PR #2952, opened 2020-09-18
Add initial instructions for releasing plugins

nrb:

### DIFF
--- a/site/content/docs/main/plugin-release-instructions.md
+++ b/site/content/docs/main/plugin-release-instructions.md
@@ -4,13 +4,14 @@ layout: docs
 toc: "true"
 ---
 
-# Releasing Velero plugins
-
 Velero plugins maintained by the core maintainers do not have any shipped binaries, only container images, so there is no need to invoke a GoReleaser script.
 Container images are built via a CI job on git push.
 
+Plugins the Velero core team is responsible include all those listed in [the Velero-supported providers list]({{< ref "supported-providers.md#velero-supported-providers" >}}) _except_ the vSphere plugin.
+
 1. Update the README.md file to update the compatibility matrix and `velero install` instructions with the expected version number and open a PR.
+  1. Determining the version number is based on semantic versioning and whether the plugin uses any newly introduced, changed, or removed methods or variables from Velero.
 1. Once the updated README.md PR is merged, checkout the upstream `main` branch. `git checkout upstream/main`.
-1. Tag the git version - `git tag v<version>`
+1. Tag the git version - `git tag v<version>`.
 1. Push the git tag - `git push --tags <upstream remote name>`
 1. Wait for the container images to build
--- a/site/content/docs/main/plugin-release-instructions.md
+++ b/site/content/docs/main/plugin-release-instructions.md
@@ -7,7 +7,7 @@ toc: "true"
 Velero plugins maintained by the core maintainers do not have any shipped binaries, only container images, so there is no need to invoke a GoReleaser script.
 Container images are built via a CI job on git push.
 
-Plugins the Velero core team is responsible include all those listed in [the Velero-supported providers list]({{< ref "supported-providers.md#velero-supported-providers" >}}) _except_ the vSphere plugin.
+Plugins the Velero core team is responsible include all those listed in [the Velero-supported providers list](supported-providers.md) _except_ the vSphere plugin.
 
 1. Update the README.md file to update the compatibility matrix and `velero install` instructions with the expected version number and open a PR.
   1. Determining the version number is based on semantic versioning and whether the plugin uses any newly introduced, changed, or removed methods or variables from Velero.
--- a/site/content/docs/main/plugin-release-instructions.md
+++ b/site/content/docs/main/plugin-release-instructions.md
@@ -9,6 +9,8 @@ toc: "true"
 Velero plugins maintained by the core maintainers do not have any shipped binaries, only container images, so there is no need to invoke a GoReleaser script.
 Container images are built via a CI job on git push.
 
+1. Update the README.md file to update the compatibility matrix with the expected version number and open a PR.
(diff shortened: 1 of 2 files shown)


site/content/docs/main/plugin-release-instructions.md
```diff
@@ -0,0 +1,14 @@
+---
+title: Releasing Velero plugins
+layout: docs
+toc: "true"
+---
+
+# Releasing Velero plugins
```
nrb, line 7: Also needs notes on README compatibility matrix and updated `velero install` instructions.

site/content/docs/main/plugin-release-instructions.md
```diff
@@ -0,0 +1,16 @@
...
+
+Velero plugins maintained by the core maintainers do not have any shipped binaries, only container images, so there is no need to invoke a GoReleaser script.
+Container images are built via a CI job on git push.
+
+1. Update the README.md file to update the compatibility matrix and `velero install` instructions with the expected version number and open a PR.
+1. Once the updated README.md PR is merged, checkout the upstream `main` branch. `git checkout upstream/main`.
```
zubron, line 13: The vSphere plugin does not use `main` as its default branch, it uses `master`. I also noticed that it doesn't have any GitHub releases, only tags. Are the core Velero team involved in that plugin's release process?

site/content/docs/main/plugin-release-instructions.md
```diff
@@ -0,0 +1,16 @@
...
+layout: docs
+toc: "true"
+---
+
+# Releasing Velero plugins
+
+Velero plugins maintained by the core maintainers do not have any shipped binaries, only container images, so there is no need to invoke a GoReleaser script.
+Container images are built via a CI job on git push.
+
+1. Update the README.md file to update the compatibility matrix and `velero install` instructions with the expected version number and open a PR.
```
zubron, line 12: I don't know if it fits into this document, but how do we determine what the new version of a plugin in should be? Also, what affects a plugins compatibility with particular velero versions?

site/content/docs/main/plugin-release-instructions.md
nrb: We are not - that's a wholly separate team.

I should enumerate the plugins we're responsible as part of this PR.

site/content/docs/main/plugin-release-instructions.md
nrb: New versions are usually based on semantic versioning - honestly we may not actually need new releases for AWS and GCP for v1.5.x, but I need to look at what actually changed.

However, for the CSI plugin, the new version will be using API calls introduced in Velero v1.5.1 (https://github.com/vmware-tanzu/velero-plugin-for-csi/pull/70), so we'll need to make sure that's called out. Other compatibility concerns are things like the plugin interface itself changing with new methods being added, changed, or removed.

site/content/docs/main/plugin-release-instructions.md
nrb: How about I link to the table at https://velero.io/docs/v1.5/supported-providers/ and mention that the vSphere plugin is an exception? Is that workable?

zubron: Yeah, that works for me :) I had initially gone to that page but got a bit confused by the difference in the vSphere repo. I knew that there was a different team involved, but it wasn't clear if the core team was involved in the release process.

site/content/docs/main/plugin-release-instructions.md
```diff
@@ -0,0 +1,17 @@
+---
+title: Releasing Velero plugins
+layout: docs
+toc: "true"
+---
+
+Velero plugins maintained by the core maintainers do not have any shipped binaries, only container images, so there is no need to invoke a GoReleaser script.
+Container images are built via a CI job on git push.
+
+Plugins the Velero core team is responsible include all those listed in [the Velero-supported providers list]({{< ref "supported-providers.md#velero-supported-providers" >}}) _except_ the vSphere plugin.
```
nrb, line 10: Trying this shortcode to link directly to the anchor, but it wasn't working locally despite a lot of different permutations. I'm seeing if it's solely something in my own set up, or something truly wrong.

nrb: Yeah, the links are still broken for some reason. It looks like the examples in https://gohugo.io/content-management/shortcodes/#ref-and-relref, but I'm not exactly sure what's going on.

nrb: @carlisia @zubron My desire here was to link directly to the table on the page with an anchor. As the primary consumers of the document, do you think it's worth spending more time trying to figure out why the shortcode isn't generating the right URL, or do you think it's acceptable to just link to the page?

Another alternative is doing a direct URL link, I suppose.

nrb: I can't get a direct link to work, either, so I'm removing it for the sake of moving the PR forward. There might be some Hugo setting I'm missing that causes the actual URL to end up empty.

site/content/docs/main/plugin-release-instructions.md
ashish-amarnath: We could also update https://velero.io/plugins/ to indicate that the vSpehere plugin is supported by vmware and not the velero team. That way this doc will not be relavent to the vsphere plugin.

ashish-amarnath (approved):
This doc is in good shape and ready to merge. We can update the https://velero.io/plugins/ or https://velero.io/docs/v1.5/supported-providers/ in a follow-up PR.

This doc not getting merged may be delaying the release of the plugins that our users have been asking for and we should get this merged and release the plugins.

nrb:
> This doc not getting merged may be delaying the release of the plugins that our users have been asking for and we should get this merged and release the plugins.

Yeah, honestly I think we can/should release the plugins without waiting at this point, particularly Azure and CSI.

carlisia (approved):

- **WORK INSTRUCTION**: Give back, exactly as written, the stretch from the line with "nrb: I can't" through the line with "ashish-amarnath: We could", and no other lines from the records above.

- **WRITTEN RESPONSE**:
nrb: I can't get a direct link to work, either, so I'm removing it for the sake of moving the PR forward. There might be some Hugo setting I'm missing that causes the actual URL to end up empty.

site/content/docs/main/plugin-release-instructions.md
ashish-amarnath: We could also update https://velero.io/plugins/ to indicate that the vSpehere plugin is supported by vmware and not the velero team. That way this doc will not be relavent to the vsphere plugin.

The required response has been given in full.